---------- Data for analysis

Issue #8284, opened 2024-11-17
Failed publishing to DLQ ignores errors


evhen14:
## In what area(s)?

/area runtime

## What version of Dapr?

1.14.x

## Expected Behavior

when pub/sub fails to send a message to DLQ, I expect it to get stuck and not proceed forward.

## Actual Behavior

if publishing to DLQ fails, the error is ignored and processing moves on to the next message.
I observed the error `error sending message to dead letter, origin topic` but wasn't able to trace down the message that caused it, however, looking at the Dapr runtime logic I concluded that the message will be lost.

The fix will potentially break some users' expectations, especially those that treat the DLQ as a black hole. For them, it might be more important to move to the next message, whereas in our case, it's more important to preserve all messages.

## Steps to Reproduce the Problem

1. Configure DLQ in dapr, but not in your message broker 
2. Publish a broken message
3. observe no message in DLQ and processing moved on to the next message

Related code: https://github.com/dapr/dapr/blob/master/pkg/runtime/subscription/subscription.go#L271-L290
In the first case, the warning is logged
in the second, the error is completely ignored.

## Release Note

RELEASE NOTE: **FIX** Bug in runtime: In some cases, if delivery to the dead letter queue fails, messages can be lost. The fix ensures no messages are lost.

PR #8291, opened 2024-11-19
do not ingore dlq errors

evhen14:
# Description

All failed DLQ attempts must be reported as an error. Before publishing to subscribers it does, after it ignores those. It leads to lost messages

## Issue reference

Please reference the issue this PR will close: #8284

## Checklist

- [x] Code compiles correctly
- [ ] Created/updated tests
- [x] Unit tests passing

### DIFF
--- a/pkg/runtime/subscription/subscription.go
+++ b/pkg/runtime/subscription/subscription.go
@@ -281,7 +281,8 @@ func New(opts Options) (*Subscription, error) {
 			}
 			return nil, pErr
 		})
-		if err != nil {
+		// when runtime shutting down, don't send to DLQ
+		if err != nil && err != context.Canceled {
 			// Sending msg to dead letter queue.
 			// If no DLQ is configured, return error for backwards compatibility (component-level retry).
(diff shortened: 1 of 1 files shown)


elena-kolevska (commented):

--------------------

Taking the entries above, print exactly the lines starting at the line with "## Expected Behavior" and ending at the line with "if publishing to", both included.

## Expected Behavior

when pub/sub fails to send a message to DLQ, I expect it to get stuck and not proceed forward.

## Actual Behavior

if publishing to DLQ fails, the error is ignored and processing moves on to the next message.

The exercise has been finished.